Some updates, might help others in the future.
There indeed is an issue with HTTP 502 errors in some versions of node.js (our web server) that started about a year ago. Details here. However, our version of node.js was patched and did not have this problem.
Anyways, we had another 502 a few hours ago.

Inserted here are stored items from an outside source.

PR #739, opened 2021-12-10
Add doc revision to C++ for OpenCL in Makefile

AnastasiaStulova:
With the addition of C++ for OpenCL 2021, we will now end up with 2 language versions defined in the same document.

Hence we need some way to reference the document independent from the language versions.

This change adds the versioning of the document taken from its publishing date. For example, document published in Dec this year will have a version:

DOCREV2021.12

Listed in the front page.

Then  if we need to reference it to describe the semantics of C++ for OpenCL 1.0 and C++ for OpenCL 2021, we can do something like:

> C++ for OpenCL DOCREV2021.12: s2.3.3 by default implicit object parameter is in generic address space for v1.0 and in private address space for v2021.

While this is a bit longer than what we used to do with OpenCL C or C and C++, it can allow uniquely identify the document that explains semantics for multiple language versions.

### DIFF
--- a/Makefile
+++ b/Makefile
@@ -68,12 +68,12 @@ SPECREVISION = $(shell echo `git describe --tags --dirty`)
 SPECREMARK = from git branch: $(shell echo `git symbolic-ref --short HEAD`) \
 	     commit: $(shell echo `git log -1 --format="%H"`)
 endif
-# C++ for OpenCL document revision scheme in aligned with its release date.
+# The C++ for OpenCL document revision scheme is aligned with its release date.
 # Revision naming scheme is as follows:
 # DocRevYYYY.MM,
 # where YYYY corresponds to its release year,
 # MM corresponds to its release month.
-# Example for the release in Dec 2021 the revision is DOCREV2021.12.
+# Example for the release in Dec 2021 the revision is DocRev2021.12.
 # Leave as 'DocRevYYYY.MM-Next' if the doc content does not correspond to any official revision.
 # where DocRevYYYY.MM is the last released revision.
 CXX4OPENCL_DOCREVISION = DocRev2021.12
--- a/Makefile
+++ b/Makefile
@@ -71,7 +71,7 @@ endif
 # C++ for OpenCL doc revision scheme in aligned with its release date.
 # Revision naming scheme is as follows:
 # DOCREVYYYY.MM,
-# where YYYY correspomds to its release year,
+# where YYYY corresponds to its release year,
 # MM corresponds to its release month.
 # Example for the release in Dec 2021 the revision is DOCREV2021.12.
 # Leave blank if the doc content does not correspond to any official revision.
--- a/Makefile
+++ b/Makefile
@@ -70,12 +70,13 @@ SPECREMARK = from git branch: $(shell echo `git symbolic-ref --short HEAD`) \
 endif
 # C++ for OpenCL document revision scheme in aligned with its release date.
 # Revision naming scheme is as follows:
-# DOCREVYYYY.MM,
+# DocRevYYYY.MM,
 # where YYYY corresponds to its release year,
 # MM corresponds to its release month.
 # Example for the release in Dec 2021 the revision is DOCREV2021.12.
-# Leave blank if the doc content does not correspond to any official revision.
-CXX4OPENCL_DOCREVISION = DOCREV2021.12
+# Leave as 'DocRevYYYY.MM-Next' if the doc content does not correspond to any official revision.
+# where DocRevYYYY.MM is the last released revision.
+CXX4OPENCL_DOCREVISION = DocRev2021.12
 CXX4OPENCL_DOCREMARK = $(SPECREMARK) \
 			tag: $(SPECREVISION)
 
--- a/Makefile
+++ b/Makefile
@@ -68,20 +68,30 @@ SPECREVISION = $(shell echo `git describe --tags --dirty`)
 SPECREMARK = from git branch: $(shell echo `git symbolic-ref --short HEAD`) \
 	     commit: $(shell echo `git log -1 --format="%H"`)
 endif
+# C++ for OpenCL doc revision scheme in aligned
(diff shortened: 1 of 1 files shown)


Makefile
```diff
@@ -68,20 +68,30 @@ SPECREVISION = $(shell echo `git describe --tags --dirty`)
 SPECREMARK = from git branch: $(shell echo `git symbolic-ref --short HEAD`) \
 	     commit: $(shell echo `git log -1 --format="%H"`)
 endif
+# C++ for OpenCL doc revision scheme in aligned
+# with its release date.
+CXX4OPENCL_DOCREVISION = DOCREV$(shell echo `date +"%Y.%m"`)
```
svenvh, line 73: This would make the date the spec is built to be the identifier of a particular spec version.  I think this opens up too many opportunities for confusion: someone building an older revision of the repo will produce a document that "looks like" the most recent version while it is older.  I would strongly advise against using the build date alone as a document revision identifier.  Instead, I would suggest to use a variable that is manually updated with every release.

AnastasiaStulova: Ok, thanks. This makes sense... other approaches could be to extract the revision from the tag... this is what we do for other specs... but however we add a `cxxforopencl` prefix to the tag of C++ for OpenCL document... maybe we don't want to add too much complexity in Makefile for extracting the subsrtings...

Makefile
```diff
@@ -68,20 +68,35 @@ SPECREVISION = $(shell echo `git describe --tags --dirty`)
 SPECREMARK = from git branch: $(shell echo `git symbolic-ref --short HEAD`) \
 	     commit: $(shell echo `git log -1 --format="%H"`)
 endif
-
-ATTRIBOPTS_NO_VERSION	= -a revdate="$(SPECDATE)" \
-			  -a revremark="$(SPECREMARK)" \
+# C++ for OpenCL doc revision scheme in aligned with its release date.
+# Revision naming scheme is as follows:
+# DOCREVYYYY.MM,
+# where YYYY correspomds to its release year,
```
AnastasiaStulova, line 74:
```suggestion
# where YYYY corresponds to its release year,
```

Makefile
AnastasiaStulova: I have updated this PR now to set the revision manually and updated the comments explaining the revision scheme.

For WIP doc builds we should just leave the revision blank.

Makefile
```diff
@@ -68,20 +68,35 @@ SPECREVISION = $(shell echo `git describe --tags --dirty`)
 SPECREMARK = from git branch: $(shell echo `git symbolic-ref --short HEAD`) \
 	     commit: $(shell echo `git log -1 --format="%H"`)
 endif
-
-ATTRIBOPTS_NO_VERSION	= -a revdate="$(SPECDATE)" \
-			  -a revremark="$(SPECREMARK)" \
+# C++ for OpenCL doc revision scheme in aligned with its release date.
+# Revision naming scheme is as follows:
+# DOCREVYYYY.MM,
```
svenvh, line 73: Any reason for DOCREV to be in all capitals?  It feels a bit shouty.  "docrev" or "DocRev" would seem a bit friendlier to me.

Makefile
```diff
@@ -68,20 +68,35 @@ SPECREVISION = $(shell echo `git describe --tags --dirty`)
 SPECREMARK = from git branch: $(shell echo `git symbolic-ref --short HEAD`) \
 	     commit: $(shell echo `git log -1 --format="%H"`)
 endif
-
-ATTRIBOPTS_NO_VERSION	= -a revdate="$(SPECDATE)" \
-			  -a revremark="$(SPECREMARK)" \
+# C++ for OpenCL doc revision scheme in aligned with its release date.
```
svenvh, line 71:
```suggestion
# C++ for OpenCL document revision scheme in aligned with its release date.
```

Makefile
```diff
@@ -68,20 +68,35 @@ SPECREVISION = $(shell echo `git describe --tags --dirty`)
...
+# Revision naming scheme is as follows:
+# DOCREVYYYY.MM,
+# where YYYY corresponds to its release year,
+# MM corresponds to its release month.
+# Example for the release in Dec 2021 the revision is DOCREV2021.12.
+# Leave blank if the doc content does not correspond to any official revision.
+CXX4OPENCL_DOCREVISION = DOCREV2021.12
```
svenvh, line 78: As an alternative to leaving it blank, you could write `-unreleased` or `2021.12-next` perhaps?

Makefile
AnastasiaStulova: I would like to start from the upper case because it gets capitalized in HTML by default for some reasons but not in PDF.

DocRev would also be ok though...

 ```suggestion
# DocRevYYYY.MM,
```

File: Makefile (hunk 5 above)
Comment (AnastasiaStulova) [reply Makefile:78]: Yes, I would quite like to indicate that it is derived/on top of 2021.12, so adding `next` might be a good option
```suggestion
# Leave as 'DocRevYYYY.MM-Next' if the doc content does not correspond to any official revision.
# where DocRevYYYY.MM is the last released revision.
CXX4OPENCL_DOCREVISION = DocRev2021.12
```

Makefile
```diff
@@ -68,20 +68,36 @@ SPECREVISION = $(shell echo `git describe --tags --dirty`)
...
 endif
-
-ATTRIBOPTS_NO_VERSION	= -a revdate="$(SPECDATE)" \
-			  -a revremark="$(SPECREMARK)" \
+# C++ for OpenCL document revision scheme in aligned with its release date.
+# Revision naming scheme is as follows:
+# DocRevYYYY.MM,
+# where YYYY corresponds to its release year,
+# MM corresponds to its release month.
+# Example for the release in Dec 2021 the revision is DOCREV2021.12.
```
svenvh, line 76:
```suggestion
# Example for the release in Dec 2021 the revision is DocRev2021.12.
```

svenvh (approved):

- I discovered that Convox (or was it me?) created the main ALB with access logging. I found the logs in the S3 bucket (by the way - location seems wrong/buggy as I have both the rack and app access logs in the same folder…) and got to investigating. Downloaded the logs with aws CLI tool, gunzipped and put it all into a nice CSV, where I could see some lines like:
2019-11-21T06:18:15.993187Z app/porky-Route-8A77P039SDT4/1ef08b5c0115f899 184.108.40.206:58111 10.0.3.111:33111 0.001 0.001 -1 502 - 5671 764 "GET https://node.internet.com:443/home HTTP/2.0" "Mozilla/5.0 (Windows NT 10.0; Win64; x64) AppleWebKit/537.36 (KHTML, like Gecko) Chrome/78.0.3904.108 Safari/537.36" ECDHE-RSA-AES128-GCM-SHA256 TLSv1.2 arn:aws:elasticloadbalancing:us-east-1:222006111111:targetgroup/porky-Balan-17Y0W7ML03NUR/9e0873f5a983eb5f "Root=1-5dd62c27-deaa40cc6413111111111111" "node.internet.com" "arn:aws:acm:us-east-1:222006111111:certificate/11111111-1111-1111-1111-65d96b80fa84" 20180 2019-11-21T06:18:15.990000Z "forward" "-" "-" "10.0.3.111:33111" "-"
But, that come from many different requests to different hosts, both node web servers. Interesting parts are:
Now, based on this, it seems that the response_processing_time is -1 if the load balancer can’t send the request to the target. This can happen if the target closes the connection before the idle timeout or if the client sends a malformed request.
- I looked at the Target Group metrics in AWS and could not see any 502s, 500s or any error at all, during the time we last saw the 502. Not even Backend Connection Errors:
I don’t think the issue is with the target microservice, as it is working persistently for almost everyone, and the 502 happens persistently to some users - unless they clear their cookies/app storage.
So the issue is either a malformed client request (doesn’t make too much sense - some of the requests that receive 502 are for getting an icon file… but well, it’s possible) or a connection idle timeout.
Connection idle timeout - as they recommend, I will try to increase the idle timeout and also verify that HTTP Keep-Alive is on for our web servers. That being said, this doesn’t make too much sense to me… as the HTTP 502 are persistent and immediate for clients, and are solved with cookie deletion.
Found this post from 6 months ago talking about such issues.
Hence, it makes more sense that the client request is somehow malformed. I am guessing - potentially too large a cookie? too many values in the cookie headers? something of that sort. I think the ALB rejects the request, not sure why 502 is the error it chooses.
We will keep researching and I’ll update here, but it seems the issue is indeed probably related to our client-side behavior and not to the backend or ALB itself.